▶ [GIVEN RECORDS]
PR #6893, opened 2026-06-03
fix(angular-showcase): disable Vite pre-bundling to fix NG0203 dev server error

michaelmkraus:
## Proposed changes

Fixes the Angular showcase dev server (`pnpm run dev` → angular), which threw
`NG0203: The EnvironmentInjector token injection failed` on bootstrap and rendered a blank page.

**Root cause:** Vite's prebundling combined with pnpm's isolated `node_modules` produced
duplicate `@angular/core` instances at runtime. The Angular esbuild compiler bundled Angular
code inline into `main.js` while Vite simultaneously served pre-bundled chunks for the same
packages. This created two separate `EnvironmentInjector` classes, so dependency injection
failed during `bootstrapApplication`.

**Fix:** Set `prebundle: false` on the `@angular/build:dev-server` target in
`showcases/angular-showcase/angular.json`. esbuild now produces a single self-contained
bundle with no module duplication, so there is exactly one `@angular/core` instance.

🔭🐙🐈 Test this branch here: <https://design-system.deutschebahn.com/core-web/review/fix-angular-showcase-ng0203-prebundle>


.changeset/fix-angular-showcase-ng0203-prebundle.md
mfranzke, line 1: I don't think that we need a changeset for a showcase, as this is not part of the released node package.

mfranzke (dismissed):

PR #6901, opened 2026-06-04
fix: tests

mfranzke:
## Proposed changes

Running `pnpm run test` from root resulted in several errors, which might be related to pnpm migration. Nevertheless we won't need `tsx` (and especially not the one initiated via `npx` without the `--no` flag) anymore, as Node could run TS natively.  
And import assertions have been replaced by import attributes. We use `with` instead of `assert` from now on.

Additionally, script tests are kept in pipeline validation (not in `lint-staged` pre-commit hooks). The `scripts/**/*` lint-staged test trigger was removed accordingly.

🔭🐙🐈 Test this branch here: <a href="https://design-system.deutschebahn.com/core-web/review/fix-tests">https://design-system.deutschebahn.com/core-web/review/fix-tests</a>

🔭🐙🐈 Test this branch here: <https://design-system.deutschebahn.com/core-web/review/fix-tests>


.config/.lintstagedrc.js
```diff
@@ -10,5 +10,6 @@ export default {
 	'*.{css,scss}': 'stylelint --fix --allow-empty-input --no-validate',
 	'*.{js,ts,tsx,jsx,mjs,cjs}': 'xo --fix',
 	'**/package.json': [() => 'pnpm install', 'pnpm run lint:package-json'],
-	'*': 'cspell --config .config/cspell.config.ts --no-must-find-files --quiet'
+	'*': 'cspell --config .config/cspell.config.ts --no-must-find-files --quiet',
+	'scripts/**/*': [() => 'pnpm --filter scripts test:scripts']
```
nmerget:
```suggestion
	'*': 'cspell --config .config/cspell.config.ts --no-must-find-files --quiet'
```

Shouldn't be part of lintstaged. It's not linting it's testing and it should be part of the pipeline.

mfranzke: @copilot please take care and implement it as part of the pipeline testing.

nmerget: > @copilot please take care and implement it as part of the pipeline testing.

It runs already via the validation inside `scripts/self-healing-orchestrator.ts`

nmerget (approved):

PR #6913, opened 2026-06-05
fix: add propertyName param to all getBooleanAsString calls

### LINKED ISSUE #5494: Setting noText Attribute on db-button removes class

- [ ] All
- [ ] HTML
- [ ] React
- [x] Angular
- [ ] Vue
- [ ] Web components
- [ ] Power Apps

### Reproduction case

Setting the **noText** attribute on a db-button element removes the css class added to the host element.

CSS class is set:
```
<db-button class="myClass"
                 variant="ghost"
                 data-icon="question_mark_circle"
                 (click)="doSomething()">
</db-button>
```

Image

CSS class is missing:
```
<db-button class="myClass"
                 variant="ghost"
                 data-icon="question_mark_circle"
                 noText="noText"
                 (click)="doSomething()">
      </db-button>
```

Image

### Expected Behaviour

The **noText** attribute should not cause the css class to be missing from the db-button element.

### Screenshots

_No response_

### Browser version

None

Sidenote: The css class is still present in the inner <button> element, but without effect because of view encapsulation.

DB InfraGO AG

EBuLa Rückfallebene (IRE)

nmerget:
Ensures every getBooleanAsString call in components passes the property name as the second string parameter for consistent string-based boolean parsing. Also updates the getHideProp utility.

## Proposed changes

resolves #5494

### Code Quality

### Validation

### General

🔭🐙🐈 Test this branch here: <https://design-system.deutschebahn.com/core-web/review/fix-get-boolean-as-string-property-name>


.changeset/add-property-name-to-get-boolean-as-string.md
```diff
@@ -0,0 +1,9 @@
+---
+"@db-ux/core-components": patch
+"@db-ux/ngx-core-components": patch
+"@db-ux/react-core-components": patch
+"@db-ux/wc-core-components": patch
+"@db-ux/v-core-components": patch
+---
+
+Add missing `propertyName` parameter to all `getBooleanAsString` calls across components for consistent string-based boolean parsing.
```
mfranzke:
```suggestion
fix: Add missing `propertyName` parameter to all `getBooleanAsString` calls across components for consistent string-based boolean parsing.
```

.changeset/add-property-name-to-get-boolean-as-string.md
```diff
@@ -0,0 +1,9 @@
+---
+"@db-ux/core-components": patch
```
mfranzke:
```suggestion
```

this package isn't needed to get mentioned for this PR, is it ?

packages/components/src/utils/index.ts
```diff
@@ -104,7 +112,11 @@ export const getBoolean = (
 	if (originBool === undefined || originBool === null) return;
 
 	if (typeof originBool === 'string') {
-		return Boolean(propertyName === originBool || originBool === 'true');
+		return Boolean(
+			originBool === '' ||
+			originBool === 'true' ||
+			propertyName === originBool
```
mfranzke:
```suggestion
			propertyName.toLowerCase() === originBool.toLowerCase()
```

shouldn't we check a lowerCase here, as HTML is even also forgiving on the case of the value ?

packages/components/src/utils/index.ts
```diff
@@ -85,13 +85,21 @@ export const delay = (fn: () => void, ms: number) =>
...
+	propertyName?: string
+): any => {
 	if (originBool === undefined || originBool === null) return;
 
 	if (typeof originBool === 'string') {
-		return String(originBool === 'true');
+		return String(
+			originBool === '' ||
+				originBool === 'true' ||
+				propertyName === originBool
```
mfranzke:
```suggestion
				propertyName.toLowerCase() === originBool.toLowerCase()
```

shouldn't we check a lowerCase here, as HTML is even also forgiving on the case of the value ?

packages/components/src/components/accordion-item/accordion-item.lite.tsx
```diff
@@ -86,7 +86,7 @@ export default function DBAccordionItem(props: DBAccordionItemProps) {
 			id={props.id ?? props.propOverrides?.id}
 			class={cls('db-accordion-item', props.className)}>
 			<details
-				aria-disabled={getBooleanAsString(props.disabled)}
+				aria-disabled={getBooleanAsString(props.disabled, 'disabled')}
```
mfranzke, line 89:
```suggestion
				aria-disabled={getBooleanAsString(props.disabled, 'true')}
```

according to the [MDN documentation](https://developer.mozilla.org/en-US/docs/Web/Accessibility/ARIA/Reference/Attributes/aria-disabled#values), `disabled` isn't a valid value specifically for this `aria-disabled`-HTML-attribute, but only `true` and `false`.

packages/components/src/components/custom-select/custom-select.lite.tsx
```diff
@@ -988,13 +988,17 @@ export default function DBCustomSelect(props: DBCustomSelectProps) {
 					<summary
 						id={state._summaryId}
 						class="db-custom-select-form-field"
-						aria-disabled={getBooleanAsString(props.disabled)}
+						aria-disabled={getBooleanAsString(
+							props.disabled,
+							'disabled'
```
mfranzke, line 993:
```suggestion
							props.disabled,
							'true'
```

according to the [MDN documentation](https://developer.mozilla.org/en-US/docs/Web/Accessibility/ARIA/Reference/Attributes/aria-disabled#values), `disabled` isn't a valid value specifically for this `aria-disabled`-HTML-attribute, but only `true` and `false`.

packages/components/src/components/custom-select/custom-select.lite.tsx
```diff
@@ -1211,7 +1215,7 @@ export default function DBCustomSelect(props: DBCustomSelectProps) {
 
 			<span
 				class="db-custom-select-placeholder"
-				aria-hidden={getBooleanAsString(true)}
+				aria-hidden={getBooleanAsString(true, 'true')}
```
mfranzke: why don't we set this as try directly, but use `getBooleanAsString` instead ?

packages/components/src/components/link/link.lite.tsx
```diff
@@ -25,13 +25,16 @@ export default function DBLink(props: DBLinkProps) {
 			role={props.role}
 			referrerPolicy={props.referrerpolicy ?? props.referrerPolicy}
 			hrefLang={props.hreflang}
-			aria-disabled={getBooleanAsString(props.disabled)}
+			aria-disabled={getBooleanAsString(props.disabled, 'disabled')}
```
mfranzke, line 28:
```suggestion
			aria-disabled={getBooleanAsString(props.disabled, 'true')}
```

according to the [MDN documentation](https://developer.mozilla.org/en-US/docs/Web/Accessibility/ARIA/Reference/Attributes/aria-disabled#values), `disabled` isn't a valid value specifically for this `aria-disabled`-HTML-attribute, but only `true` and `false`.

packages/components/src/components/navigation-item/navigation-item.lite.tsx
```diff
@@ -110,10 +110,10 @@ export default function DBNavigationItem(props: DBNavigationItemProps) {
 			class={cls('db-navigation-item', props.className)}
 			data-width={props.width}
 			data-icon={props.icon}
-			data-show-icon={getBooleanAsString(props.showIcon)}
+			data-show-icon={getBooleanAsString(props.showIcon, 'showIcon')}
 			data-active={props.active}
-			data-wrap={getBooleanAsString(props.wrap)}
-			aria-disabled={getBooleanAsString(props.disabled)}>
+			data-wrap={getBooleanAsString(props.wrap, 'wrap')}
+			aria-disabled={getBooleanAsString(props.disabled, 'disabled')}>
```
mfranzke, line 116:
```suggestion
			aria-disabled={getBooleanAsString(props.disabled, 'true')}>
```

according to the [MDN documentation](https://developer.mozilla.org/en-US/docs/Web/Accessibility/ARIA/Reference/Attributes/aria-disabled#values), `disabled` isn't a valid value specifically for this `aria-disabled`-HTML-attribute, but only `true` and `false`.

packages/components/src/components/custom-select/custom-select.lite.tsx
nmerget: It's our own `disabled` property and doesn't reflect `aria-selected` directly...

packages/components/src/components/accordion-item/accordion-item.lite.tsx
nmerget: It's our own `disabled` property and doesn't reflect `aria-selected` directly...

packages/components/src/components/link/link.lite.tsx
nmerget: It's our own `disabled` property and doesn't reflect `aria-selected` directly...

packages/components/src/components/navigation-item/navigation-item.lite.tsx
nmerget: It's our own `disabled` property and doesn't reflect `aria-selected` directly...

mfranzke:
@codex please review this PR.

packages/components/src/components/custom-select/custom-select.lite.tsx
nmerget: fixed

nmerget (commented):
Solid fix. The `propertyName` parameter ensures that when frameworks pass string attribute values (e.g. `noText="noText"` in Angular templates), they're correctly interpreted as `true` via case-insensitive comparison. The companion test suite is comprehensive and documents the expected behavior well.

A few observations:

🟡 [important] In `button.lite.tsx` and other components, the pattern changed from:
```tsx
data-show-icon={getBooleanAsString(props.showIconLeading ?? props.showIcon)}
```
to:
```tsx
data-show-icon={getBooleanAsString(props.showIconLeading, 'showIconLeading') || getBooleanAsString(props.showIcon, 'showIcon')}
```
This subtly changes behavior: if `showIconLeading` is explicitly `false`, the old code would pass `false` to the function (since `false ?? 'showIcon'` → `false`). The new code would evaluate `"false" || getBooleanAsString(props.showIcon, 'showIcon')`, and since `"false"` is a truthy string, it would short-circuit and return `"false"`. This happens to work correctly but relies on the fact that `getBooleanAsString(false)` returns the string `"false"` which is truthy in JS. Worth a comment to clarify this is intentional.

▶ [EXERCISE DETAILS]
Among the lines of the material, some contain the string "testing". State how many, and nothing more.

▶ [EXERCISE OUTPUT]
3